SCV-GNN: Sparse Compressed Vector-based Graph Neural Network Aggregation
Nanda K. Unnikrishnan, Joe Gould, Keshab K.Parhi

TL;DR
SCV-GNN introduces a novel sparse compressed vectors format optimized for GNN aggregation, significantly improving speed and reducing memory traffic, thereby enhancing GNN inference efficiency on specialized hardware.
Contribution
The paper proposes the SCV-GNN format with Z-Morton ordering for better data locality, demonstrating scalability and substantial performance gains over traditional sparse formats.
Findings
Achieves nearly 8x speedup over CSC and CSR methods.

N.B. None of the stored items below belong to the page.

Issue #117, opened 2018-06-25
Constant dU for ideal phase shifters


WinfriedL:
Based on [entso-e](https://docstore.entsoe.eu/Documents/CIM_documents/Grid_Model_CIM/ENTSOE_CGMES_v2.4_28May2014_PSTmodelling.pdf), ideal phase shifters (symmetrical phase shifters ) can either be implemented with a constant angle shift per step, as it is implemented in pandapower right now, or with a constant voltage step. In the first case the shift angle is calculated as in 
https://github.com/lthurner/pandapower/blob/f14386ceccd21ae24a2e51962767aced7a8fd80e/pandapower/build_branch.py#L362-L364

In the second case the shift angle can be calulated by 
```
trafo_shift[phase_shifters] += (direction * 2* np.rad2deg(np.arcsin(tp_diff[phase_shifters] *
                                            trafo_df["tp_st_percent"].values[phase_shifters]/100/2)))
```
(I believe there is an error in the entso-e document, since the arctan should be an arcsin)

So there is nothing wrong with the current implementation, but at least Integral implements the second formula. I don't know about other tools.

Would it be possible to allow both implentations? Maybe use the first one if `tp_st_degree` is defined and the other one if `tp_st_percent` is defined?

The deviations are not huge (in my testcase about 0.05 to 0.1 degree difference in the resulting voltage angle), so I would understand if you only want to keep one implementation, especially since the current one seems to be more intuitive...

lthurner:
@rbolgaryn you have worked with the transformer phase shifters, can you have a look at this?

lthurner:
merged

PR #126, opened 2018-07-10
Allow constant dU for ideal phase shifters

WinfriedL:
I implemented the possibility to define a constant dU step as described in #117. The priority is
- if tp_st_degree is set (not Nan or 0), use that
- if tp_st_degree is not set, use tp_st_percent
- if both are set, raise a UserWarning

This way it should not break existing code (or raise a Warning if it would).
Another possibility would be to add a new option to choose the implementation.


lthurner:
I think using the tp_st_percent parameter to pass a degree value is a little implicit and hacky, I would much preferr a new parameter in the runpp function that allows to switch between the implementations. To avoid overcrowding the runpp function parameters, we could move this parameter to the **kwargs dict.

WinfriedL:
> I think using the tp_st_percent parameter to pass a degree value is a little implicit and hacky

It's not... tp_st_percent is used to pass a voltage step. Just like for non ideal phase shifters. The shift degree then gets calculated with this voltage step.

It is very implicit though and it might be better if there is an explicit parameter to prevent unwanted side effects for users not aware of that feature. 
Based on that parameter either tp_st_degree would be used with the current formular, or tp_st_percent with the new formula.

I think both ways have advantages.
Using an explicit parameter forces the user to choose the implementation (and can default to the current implementation, so nothing would change for existing code)

Using this 'automatic' mode, the user has not to worry about that parameter and someone expecting a constant tp_st_percent to work (since the user is coming from another software like Integral ;-) ) can just set the transformer value. And in principle it is possible to mix the implementation if there is any need to do so, having some phase shifters with constant degree shift and some phase shifters with constant voltage shift. 

I am really undecided which way I would find better.

lthurner:
Sorry for still not adressing this issue. We talked about this in our developers meeting today, and we have a hard time understanding what exactly tp_st_percent is modeling in this case. Apparently it is modeling a voltage step that is used to calculate th angle shift. But how is the voltage step defined for a phase shifter that doesn't change the voltage magnitude?

WinfriedL:
> we have a hard time understanding what exactly tp_st_percent is modeling in this case

We discussed this as well, and as far as I understand (I am definitly no expert in phase shifting transformers), a symmetric phase shifting transformer still adds a quadrature voltage to the supply voltage to shift the angle. The tap changer modifies the magnitude of this quadrature voltage. 

What happens from a modeling point of view can be seen in the last page of https://cimug.ucaiug.org/Groups/Model%20Exchange/UCTE-format.pdf

However, as I sad earlier, the arctan does not really make sense imho. This would lead to a step dependent stepsize, since the central voltage U_e in that diagram would decrease with increasing tap position.

I implemented the arcsin version as in https://www.researchgate.net/profile/Dirk_Van_Hertem/publication/4226133_Phase_Shifting_Transformers_Principles_and_Applications/links/0046351c093794a216000000/Phase-Shifting-Transformers-Principles-and-Applications.pdf

This paper descibes the symmetrical phase shifters in Meeden which is the kind of transformer I have to model...

lthurner:
Ok thanks for the explanation, I misunderstood the delta_u parameter in the beginning. In this case it does of course make sense to use tp_st_percent.

Issue #85, opened 2017-12-18
parallel lines in multigraph


lthurner:
edges in multigraph for parallel lines currently are translated like this:
{
0: {"weight": 1, "key": 2, "element": "l"},
1: {"weight": 1, "key": 3, "element": "l"}
}

for two pandapower lines with indices 2/3 and length 1.

Wouldn't it be cleaner to implement it like this:

{
2: {"weight": 1, "element": "l", "idx": 2},
3: {"weight": 1, "element": "l", "idx": 3}
}

Calling the parameter "key" is also a bit unfortunate, because "key" is also the name of the networkx edge attribute, which is confusing and also leads to problems with networkx 2.0

jhmenke:
i wouldn't call it "idx" though. "line_index" is cleaner.

WinfriedL:
> Wouldn't it be cleaner to implement it like this:
> 
> {
> 2: {"weight": 1, "element": "l", "idx": 2},
> 3: {"weight": 1, "element": "l", "idx": 3}
> }

Cleaner, yes, but dangerous. While not common, it is possible that two branches of different type (e.g. line and impedance) connect the same two buses. Those can have the same index. So one of the networkx edge dictionary entries, where the key is a tuple (from_bus, to_bus, index), gets overwritten.
The chances might be slim, but not impossible.

> i wouldn't call it "idx" though. "line_index" is cleaner.

Not all edges are lines, and having different attribute names for different edge types seems like a bad idea to me.

Maybe just "index"?

lthurner:
> Cleaner, yes, but dangerous. While not common, it is possible that two branches of different type (e.g. line and impedance) connect the same two buses. Those can have the same index. So one of the networkx edge dictionary entries, where the key is a tuple (from_bus, to_bus, index), gets overwritten.
The chances might be slim, but not impossible.

That is true, I had not thought about this case. But is there really a real life use case where a line and an impedance would be connected in parallel? Since impedances are usually used as equivalent elements, I would think this case does not really ocurr. But of course it is a theoretical possibility.

I would suggest checking for this case when adding impedances and throwing an error if the same edge already exists. This shouldn't have a large impact on performance, assuming impedances are used a lot less than lines?

> Not all edges are lines, and having different attribute names for different edge types seems like a bad idea to me.

> Maybe just "index"?

Yes I agree it should be the same for all edges. "index" is fine with me.

WinfriedL:
[...]

PR #127, opened 2018-07-10
Faster graph creation

WinfriedL:
I changed the implementation for the `create_graph()` function to iterate over the dataframes and add single edges for each branch. On my machine and testcase this speeds up the graph creation from about 110ms to 90ms and has in my opinion some other advantages:
- The code is more readable
- More flexible to add/change weights
- Easier to make it configurable

I believe the reason for the speed improvement is that networkx `add_edges_from()` more or less only iterates over the list of edges and calls `add_egde()` with the appropriate parameters. So instead of creating lists of edges with complex zip() calls only to iterate over it anyway can be replaced by iterating over the dataframes and call `add_edge()` directly.

However, before thinking about merging this, there probably should be a decision about #85, as you can see by acd4d3cf48fcd04f342265c1ccc9a7fb8e6bfb88


lthurner:
This issue is further complicated by the fact that networkx 1.x and 2.x have some significant differences in the internal data structure with regard to the attributes. We have tried to write the code so that it is compatible with both versions, but maybe we should ditch 1.x support and just switch to 2.x.

Also all tests are passing, but I am not sure how good the test suite for the graph creation functions are? We should also check that before refactoring...

WinfriedL:
> Also all tests are passing, but I am not sure how good the test suite for the graph creation functions are? We should also check that before refactoring...

That seems like a good idea. Also having some test if the calculation of the additional weights from #120 is correct would be great. I am not sure if I have the time though.

I checked that for my network both implementations result in the same edges with the same attributes and values of the attributes. If I recall correctly the order of the edges is different for three winding transformer, but that should not matter.

lthurner:
I merged this into the dev_2.0 branch now. Regarding the testing of the impedance values:

> Also having some test if the calculation of the additional weights from #120 is correct would be great. I am not sure if I have the time though.

Couldn't we just call the functions from build_branch.py that calculate the impedances instead of reimplementing the functions in create_graph?

WinfriedL:
> Couldn't we just call the functions from build_branch.py that calculate the impedances instead of reimplementing the functions in create_graph?

This would be a good idea, but the impedance values calculated in build_branch.py are in pu, while here they are calculated in ohm.

I have to think about if this would matter for my usecase (maybe not).

 In a way I was going in this direction anyway, since I experimented with creating the graph from the ppci which is drastically faster than using the pandapower net. (I have 200k buses in the pandapower net, but since most of them are auxiliary switch buses, I end up with 15k buses in the ppci)

lthurner:
> This would be a good idea, but the impedance values calculated in build_branch.py are in pu, while here they are calculated in ohm.

Thats true, but the pu conversion is also done in the current solution:

https://github.com/e2nIEE/pandapower/blob/b780d1cbacf9ae406c18d3ac4f6ed9b2ba3e89ff/pandapower/topology/create_graph.py#L125-L130

> In a way I was going in this direction anyway, since I experimented with creating the graph from the ppci which is drastically faster than using the pandapower net. (I have 200k buses in the pandapower net, but since most of them are auxiliary switch buses, I end up with 15k buses in the ppci)

There is definitely a lot of room for performance improvement in the current implementation. itertuples is significantly faster than iterrows, but iterating over multiple numpy arrays with zip would definitely still be a lot faster (although the code wouldn't be as elegant)

WinfriedL:
> Thats true, but the pu conversion is also done in the current solution

Ok, one could of course use build_branch for the pu values an then convert them back to ohm

>There is definitely a lot of room for performance improvement in the current implementation.

Probably. I am still too much used to pandas instead of numpy.

Issue #110, opened 2018-06-06
Powerflow convergence


WinfriedL:
I have several test grids where the powerflow does not converge out of the box, while Integral converges without any sign of difficulties. While I cannot rule out the possibility that I have an error in porting the grid, usually I get near perfect agreement between Integral and pandapower (if it converges).

I implemented a few different additions to the pandapower code to help me in the non-convergent cases which I would like to discuss.

1. I implemented a very simple damped newton-raphson by multiplying the correction term with a constant factor smaller than 1, see e.g. 
https://github.com/WinfriedL/pandapower/blob/23819f7080245a965fe7d9077d81775532b6dced/pandapower/pf/newtonpf.py#L114-L115
This helps convergence in some of the more problematic cases, although it slows the convergence rate. In principle this could be improved by only reducing the factor when needed, e.g. when voltage magnitudes are unreasonable high. At least one could implement an option to set this damping factor, at the moment I have it hardcoded in `newtonpf.py`. Would this (or an improved version) be in any way interesting for upstream pandapower?

2. Usually I use a flat start for the powerflow calculations, because in our cases it seems to be better than a dc start. However, since barely any bus voltage magnitude is at 1 pu in the results, an increased voltage magnitude for the flat start to about 1.07 to 1.1 pu helps the convergence in our cases. At the moment there are two possible ways to do this in pandapower. I "faked" an res_bus dataframe with my own flat start values and did a powerflow with init='results', and I hardcoded a higher VM in `build_bus.py`. Both ways are possible, but not very straightforward. Maybe one could add two (optional) columns to the bus dataframe with initial values for the voltage magnitude and angle?

3. To test the above additions and help me analyse convergence issues, I keep all voltage results from the iterations and store them in `ppci["internal"]["Vm_it"]` and  `ppci["internal"]["Va_it"]` to plot them later on, see e.g. 
https://github.com/WinfriedL/pandapower/blob/23819f7080245a965fe7d9077d81775532b6dced/pandapower/pf/newtonpf.py#L126-L127
Of course this increases memory consumption and slows down execution (have not tested if it is in any way significant), but it might be useful for others as well?

4. In one particular case I had the problem that depending on the used parameters for damping and initial voltages I got two different powerflow results. Both were (according to pandapower) fully converged, but the voltages (magnitude and angle) differed significantly.                                      
[...]

Issue #122, opened 2018-07-09
parameters and keyword arguments in runpp


lthurner:
Issue #117 lead to the discussion how many arguments we should provide in runpp and how they should be organized to guarantee flexibility while still maintaining clarity for the user. The idea was to move some of the more specialized runpp options to **kwargs:

- numba
- r_switch
- delta_q
- trafo3w_losses
- potential new parameter for #117

jhmenke:
maybe we can use a parameter object (python dict)?

http://principles-wiki.net/patterns:parameter_object

lthurner:
We have discussed this option before and decided against it. The main reason is that Python already offers the possibility to define options in a dictionary by default. This:

>options["pf_method"] ="..."
>pp.runpp(net, **options)

already works if one preferrs setting the options in a dictionary, so I don't see the benefit of explicitely introducing this. Changing to a dictionary would however remove all options from the runpp functions, so that the available parameters are not directly clear when inspecting the function.

Also, we already have the set_user_pf_options function that allows to store individual parameters that a re stored in a dictionary.

jhmenke:
ah yes, i think i even was at that discussion.

lthurner:
Implemented as discussed with #156. init_vm_pu and init_va_degree where added to the **kwargs as per #113

PR #128, opened 2018-07-11
voltage results for all iterations

WinfriedL:
Store voltage mangitude and angle for each Newton-Raphson step for debugging convergence problems.
As discussed in #110.
I am not sure if I added the option in all the right places, please have a look...


lthurner:
Looks good! This new parameter might also be a candidate for a kwargs parameter as discussed in #122

The OPF tests are failing however, looks like there is an issue when the OPF runs a power flow for initialization. Probably best to add v_debug to the OPF options (directly to the options dict with value False, not as a parameter in pp.runopp).

WinfriedL:
I already realised that i forgot to run the tests... again. Sorry about that.
I am not sure if I know exactly where the option should be set. At the moment I have added the option to
https://github.com/lthurner/pandapower/blob/67446dedc03638bc4911e5c0c09903178f27b49c/pandapower/auxiliary.py#L440-L450
(in my local branch) as a parameter with default value False. With that all tests pass, but I am not sure if that was what you meant?

lthurner:
Yes adding this parameter there is alright!

PR #139, opened 2018-08-09
Json file IO using functools.singledispatch

rbolgaryn:
a new more elegant implementation of to_json and from_json, using functools.singledispatch

defined classes for json encoder and decoder, in order to be able to save and load objects with meta information like:

{'_object': '...',
'_module': '...'
'_class': '...'}

singledispatch uses a suitable version of to_serializable() depending on the class of the object, in order to properly save the object and the _class and _module attributes.


rbolgaryn:
the codacy issue about shadowing of default can be ignored, the implementation is consistent with the documentation of json

PR #149, opened 2018-08-23
plotly 2.0 compatibility, bugfix (infinite loop) in topology estimate_voltage_vector

jhmenke:
- this should fix many plotly 2.0 compatibility issues from traces.py - may be incompatible to previous plotly release 1.9!
- also an edge case in the estimate_voltage_vector function which should appear only for transmission grids is handled now


jhmenke:
> Please add a UserWarning if plotly version is < 2.0

done (and also more updates to the rest of the plotly code including the tutorials)

PR #179, opened 2018-10-05
infer types of columns in available std_types

dlohmeier:


lthurner:
Why not use convert_objects in the except statement?

dlohmeier:
@lthurner this could be done, but would throw a FutureWarning starting from pandas 0.17, whereas infer_types was only introduced in pandas 0.21. That wouldn't really look nice for the user and might even be confusing. How could this be dealt with?

lthurner:
imho it is better to "risk" throwing a future warning than to have different behaviour/output of the function depending on the pandas version

dlohmeier:
I now prevented this behavior with the help of ignoring warnings temporarily. For that I will open a new pull request.

PR #180, opened 2018-10-08
In bus collections: Don't change height and width if patch type is rect

dlohmeier:
In the create_bus_collection function, if the patch_type was "rect", the height and width kwargs were multiplied by 2. This approach is not really sensible, as the user should be able to define height and width directly. In case only a size is given, the height and width are derived as 2 * size anyway.

Important note: This is a major change to all plots that are created with this function! Anyone who created rectangular bus collections before has to change the size settings in their plotting scripts in order to maintain the plotting style.


dlohmeier:
Maybe one point of discussion is still open: I changed the behaviour from 

```
if not patch_type.startswith("poly"):
    if 'height' not in kwargs and 'width' not in kwargs:
        kwargs['height'] = kwargs['width'] = 2 * size

    if patch_type == "rect":
        kwargs['height'] *= 2
        kwargs['width'] *= 2
```

to 
```
if not patch_type.startswith("poly"):
    if 'height' not in kwargs and 'width' not in kwargs:
        kwargs['height'] = kwargs['width'] = 2 * size
```

but maybe this one is still better:
```
if not patch_type.startswith("poly"):
    if 'height' not in kwargs and 'width' not in kwargs:
        kwargs['height'] = kwargs['width'] = 2 * size

    elif patch_type == "rect":
        kwargs['height'] *= 2
        kwargs['width'] *= 2
```

Still, I would argue that if a user defines width and height, then the patches should have exactly this width and height. Thererfore I deleted it fully. Is that reasonable?

dlohmeier:
I also opened Issue #181 in order to discuss the changes and to keep in mind that the changes shoul be announced in a new pandapower version.

lthurner:
> Still, I would argue that if a user defines width and height, then the patches should have exactly this width and height. Thererfore I deleted it fully. Is that reasonable?

Yes, if a user defines a width and height, it should definitely not be doubled. The reason the size is multiplied by 2 is that it represents the radius of a circle shape, and for the rectangle and the circle to be the same size, the edge of the rectangle has to be 2*r. But the fact that it was doubled twice was unintendend I guess.

Maybe the most consistent version would be to interpret the size as the diameter of the circle, then it would also fit with the border length of the rectangle. So instead of multiplying the size of the rectangle by two, just divide the size by two for circles?

lthurner:
Wait, actually the width and height of the rectangle are again divided by 2 when the rectangle is constructed!?

https://github.com/e2nIEE/pandapower/blob/b5401ec41f703451da2a6f2de3985c0bb2857219/pandapower/plotting/collections.py#L119-L134

So to me it looks like it is multiplied with 2 twice and then once divided by 2, so that it comes out multipied by 2 in the end as intended? Or am I missing something?

lthurner:
I was missing something: the rectangle function gets the center point, and not the width/length, so that it has to be divided by 2.

I wrote this little test that shows that the rectangle comes out with the doubled size in the current implementation:

```
import pandapower as pp
import pandapower.plotting as plot

pp.create_bus(net, vn_kv=0.4, geodata=[0,0])
pp.create_bus(net, vn_kv=0.4, geodata=[5,0])
plot.create_bus_collection(net, [0], patch_type="rect")
bc1 = plot.create_bus_collection(net, [0], patch_type="rect", size=1)
bc2 = plot.create_bus_collection(net, [1], patch_type="circle", size=1)
plot.draw_collections([bc1, bc2])
```
I would say your current implementation is correct, at least if we don't want to change to interpreting the size as the diameter as suggested above, but that would also change the size of circle shapes from previous implementations, so maybe we just stick with what we have now.

> I also opened Issue #181 in order to discuss the changes and to keep in mind that the changes should be announced in a new pandapower version.

If you add it to the changelog we will remember announcing it with the new version

PR #3969, opened 2025-03-26
fix: recognize all supported math delimiters in web book interface

arzola:
This pull request includes an enhancement to the `sectionHasMath` function in the `inc/class-mathjax.php` file to improve performance and accuracy in detecting math content within sections. The most important changes include adding caching for previously checked sections, extending the types of math content detected, and refining the regex used for LaTeX delimiters.

Performance improvements:

* Added caching mechanism to store and retrieve results of previously checked sections using the `$this->sectionHasMath` array.

Detection improvements:

* Extended the detection to include specific math tags such as `[table id=`, `[/latex]`, `$latex`, `[/asciimath]`, `$asciimath`, and `</math>`.
* Refined the regex pattern to include additional LaTeX delimiters and inline math expressions.

> I just bring back a couple of caching conditionals we used to have on this method and I added the support for previous and our new supported delimiters

### Additional things to consider for testing

* Test every supported delimiter in isolation on a chapter to confirm this fix works as expected

### DIFF
--- a/inc/class-mathjax.php
+++ b/inc/class-mathjax.php
@@ -229,15 +229,32 @@ class MathJax {
 			return true;
 		}
 
+		$id = $post->ID;
+		if ( isset( $this->sectionHasMath[ $id ] ) ) {
+			return $this->sectionHasMath[ $id ];
+		}
+
 		$content = $post->post_content;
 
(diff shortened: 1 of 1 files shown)


richard015ar (approved):
LGTM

Reduces memory traffic by over 3x and 4x respectively.
Enhances GNN inference latency and memory efficiency.
Abstract
Graph neural networks (GNNs) have emerged as a powerful tool to process graph-based data in fields like communication networks, molecular interactions, chemistry, social networks, and neuroscience. GNNs are characterized by the ultra-sparse nature of their adjacency matrix that necessitates the development of dedicated hardware beyond general-purpose sparse matrix multipliers. While there has been extensive research on designing dedicated hardware accelerators for GNNs, few have extensively explored the impact of the sparse storage format on the efficiency of the GNN accelerators. This paper proposes SCV-GNN with the novel sparse compressed vectors (SCV) format optimized for the aggregation operation. We use Z-Morton ordering to derive a data-locality-based computation ordering and partitioning scheme. The paper also presents how the proposed SCV-GNN is scalable on a vector processing…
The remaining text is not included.